# DataJoint Workflow Guide for Creating a New Clustering Parameter Set


This notebook guides users through the process of optionally specifying a new parameter set for the `array-ephys` analysis within the broader DataJoint pipeline, tailored to meet specific requirements for ephys imaging processing methods.


**_Note:_**

- The examples in this notebook use a sample dataset. Replace these entries with your actual database entries to access and analyze your data.


### **Key Steps**


**- Setup**

**- Step 1: Create and Insert a New `paramset_idx` (Optional)**


### **Setup**


First, import the necessary packages for the data pipeline and essential schemas.


In [1]:
## Ensure the correct working directory

import os

if os.path.basename(os.getcwd()) == "notebooks":
    os.chdir("..")

In [2]:
import datajoint as dj

In [3]:
from workflow.pipeline import ephys

[2024-07-16 16:07:15,141][INFO]: Connecting milagros@db.datajoint.com:3306
[2024-07-16 16:07:16,732][INFO]: Connected milagros@db.datajoint.com:3306


#### **Step 1: Create and Insert a New `paramset_idx` (Optional)**


The `ephys.ClusteringParamSet` table stores parameters used for SpikeInterface under a `paramset_idx`, which corresponds to the parameter set used for spike sorting.

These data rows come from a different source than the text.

PR #42, opened 2023-07-20
Cover whitespaces in selectors within function args

f3ath:


glyn (approved):
LGTM thanks.

f3ath:
@gregsdennis any objections to this?

gregsdennis (approved):
Yep looks like this is covered in the ABNF as well.  Thanks.

PR #43, opened 2023-07-22
Negative tests for non-singular queries

f3ath:
Related discussion: https://github.com/ietf-wg-jsonpath/draft-ietf-jsonpath-base/issues/481


gregsdennis (approved):
These all pass in my implementation.  Thanks.

f3ath:
Fixed the "less-or-equal" cases. This is ready for merge now.

PR #46, opened 2023-08-28
Cover whitespace in and around filter selectors

### LINKED ISSUE #44: Whitespace between "?" and logical-expr
It looks like whitespace is allowed between the question mark of a filter selector and its expression.

```plain
filter-selector     = "?" S logical-expr
```

I don't think there are any test cases covering this yet.

jg-rp:
Cover whitespace in and around filter selectors. Closes #44.

I note that there is arguably nothing special about whitespace around parenthesized expressions, and choosing to test cases such as "space between question mark and parenthesized expression" might be considered a little arbitrary, compared to any other filter expression not surrounded by parentheses.

Similarly, one might consider there to be unnecessary overlap between "space between bracket and question mark" etc. and cases from `whitespace/selectors.json`.  I would understand if these test cases need to be removed.

### DIFF
--- a/cts.json
+++ b/cts.json
@@ -3968,6 +3968,326 @@
       "invalid_selector": true
     },
     {
+      "name": "whitespace, filter, space between question mark and expression",
+      "selector": "$[? @.a]",
+      "document": [
+        {
+          "a": "b",
+          "d": "e"
+        },
+        {
+          "b": "c",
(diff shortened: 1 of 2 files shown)


gregsdennis (approved):
These all pass for me!  Thanks.

f3ath (approved):

PR #47, opened 2023-08-28
Cover multiple selectors inc filters and wildcards

### LINKED ISSUE #45: Multiple selectors including wildcard-selector and filter-selector
If I've understood the spec correctly (that's a big "if"), bracketed-selection can include wildcard and filter selectors, potentially producing duplicate nodes.

```plain
selector            = name-selector  /
                      wildcard-selector /
                      slice-selector /
                      index-selector /
                      filter-selector

bracketed-selection = "[" S selector *(S "," S selector) S "]"
```

For example, these would be valid queries.

```plain
$.store.book[*, 0, 1, 1:3]
$.store.book[*, *, *]
$.store.book[?@.isbn, 1, 2, 3, *]
```

I don't believe this is covered by the test suite yet.

jg-rp:
Cover multiple selectors including filters and wildcards. Closes #45.

### DIFF
--- a/cts.json
+++ b/cts.json
@@ -239,6 +239,115 @@
       ]
     },
     {
+      "name": "basic, multiple selectors, duplicate index",
+      "selector": "$[1,1]",
+      "document": [
+        0,
+        1,
+        2,
+        3,
+        4,
+        5,
+        6,
+        7,
+        8,
+        9
+      ],
+      "result": [
+        1,
+        1
+      ]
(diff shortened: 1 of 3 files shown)


gregsdennis (approved):
These all work for me, and it looks like everything is basically covered.  (Not combinatorically, but sufficiently.)

f3ath (approved):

List of available sorters supported by SpikeInterface:

In [4]:
ephys.ClusteringMethod()

clustering_method,clustering_method_desc
combinato,
hdsort,
herdingspikes,
ironclust,
kilosort,
kilosort2,
kilosort2.5,
kilosort3,
kilosort4,
klusta,


In [5]:
ephys.ClusteringParamSet()

paramset_idx,clustering_method,paramset_desc,param_set_hash,params  dictionary of all applicable parameters
0,spykingcircus2,Default parameters for spyking circus2 using SpikeInterface v0.100.1,b6fb9ec2-768c-66b0-2b71-9b8ac91e94da,=BLOB=
1,spykingcircus2,Default parameter set for spyking circus2 using SpikeInterface v0.101.*,434894d0-eb7b-db6c-80e6-638a1322c568,=BLOB=
2,kilosort2,kilosort2 with SpikeInterface version 0.101+,79a731f3-f1b6-c110-5f8a-e25227464de7,=BLOB=


To insert a new parameter set based on a current paramset configuration, you may want to fetch thes default paramset (e.g., `paramset_idx = 1`) as a dictionary, and then add any modifications, a description, and insert it in the `ClusteringParamSet` table with a unique identifier `paramset_idx`.


In [10]:
param_dict = (ephys.ClusteringParamSet & "paramset_idx = 1").fetch1()
param_dict

{'paramset_idx': 1,
 'clustering_method': 'spykingcircus2',
 'paramset_desc': 'Default parameter set for spyking circus2 using SpikeInterface v0.101.*',
 'param_set_hash': UUID('434894d0-eb7b-db6c-80e6-638a1322c568'),
 'params': {'SI_PREPROCESSING_METHOD': 'organoid_preprocessing',
  'SI_SORTING_PARAMS': {'general': {'ms_before': 2,
    'ms_after': 2,
    'radius_um': 100},
   'filtering': {'freq_min': 150},
   'detection': {'peak_sign': 'neg', 'detect_threshold': 4},
   'selection': {'method': 'smart_sampling_amplitudes',
    'n_peaks_per_channel': 5000,
    'min_n_peaks': 20000,
    'select_per_channel': False},
   'clustering': {'legacy': False},
   'matching': {'method': 'circus-omp-svd', 'method_kwargs': {}},
   'apply_preprocessing': True,
   'cache_preprocessing': {'mode': 'memory',
    'memory_limit': 0.5,
    'delete_cache': True},
   'multi_units_only': False,
   'job_kwargs': {'n_jobs': 0.8},
   'debug': False},
  'SI_POSTPROCESSING_PARAMS': {'extensions': {'random_spikes': 

##### Sample parameter dictionary. 

It expects to have `SI_SORTING_PARAMS`, `SI_PREPROCESSING_METHOD`, `SI_QUALITY_METRICS_PARAMS`, `SI_JOB_KWARGS`

- `SI_SORTING_PARAMS`: Run `si.sorters.get_default_sorter_params(sorter_name)` to get the default parameter for a sorter. Modify values if needed. If empty, the sorter will be run with the default parameter.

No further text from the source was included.